Aan de andere zijde, geliefde christenen, ontvangt deze mannen als dienstknechten van God. Wilt de ouderlingen die wél regeren, dubbele eer waardig achten; begeeft u gewillig onder hun opzicht en regering. Voorziet de diakenen met goede middelen tot hulp der armen. Zijt weldadig, gij rijken, geeft mild en deelt gaarne mede. En gij, armen, zijt arm van geest en gedraagt u jegens uw verzorgers in alle eerbied; weest dankbaar jegens hen en murmureert niet.

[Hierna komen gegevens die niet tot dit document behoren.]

PR #1545, opened 2015-12-04
a11y: fixing the tab-index for the non-screenreader version of the Alert dismiss button

carlyle:
The version of the Alert close button that is supposed to be hidden from screen readers has `aria-hidden="true"`, as expected, but did not have `tab-index="-1"` so it may not be skipped when tabbing through the interface

### DIFF
--- a/src/Alert.js
+++ b/src/Alert.js
@@ -23,7 +23,8 @@ let Alert = React.createClass({
         type="button"
         className="close"
         onClick={this.props.onDismiss}
-        aria-hidden="true">
+        aria-hidden="true"
+        tabIndex="-1">
         <span>&times;</span>
       </button>
     );


taion:
The correct prop name is in fact `aria-hidden`. Is it generally correct to disable tabbing to the close button? Seems like it might be useful w/kb nav.

carlyle:
@taion good catch on the property naming thing with `aria-hidden`, I'll push that change up in a sec.

Disabling the tabbing for elements with `aria-hidden="true"` is recommended by react-a11y. The full text of the warning is: "You have `aria-hidden="true"` applied to an interactive element but have not removed it from the tab flow. This could result in a hidden tab stop for users of screen readers."

There is already a screen reader-facing alternative for the close button being rendered that would be accessible via keyboard navigation

taion:
I'm okay with that, then. @jquense?

Also, please squash your commits.

jquense:
LGTM aside from the squashing

carlyle:
Great! Thanks for reviewing the change, @taion and @jquense. The commits have been squashed together and look good to merge on my end

taion:
Thanks for the PR!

Volgt Christus om de spijs der ziel, en niet om het brood. Die gestolen heeft, stele niet meer, maar arbeide liever, werkende met zijn handen wat goed is, opdat hij hebbe mede te delen degene die nood heeft. Dit doende, elk in het zijne, zult gij van de Heere ontvangen het loon der gerechtigheid.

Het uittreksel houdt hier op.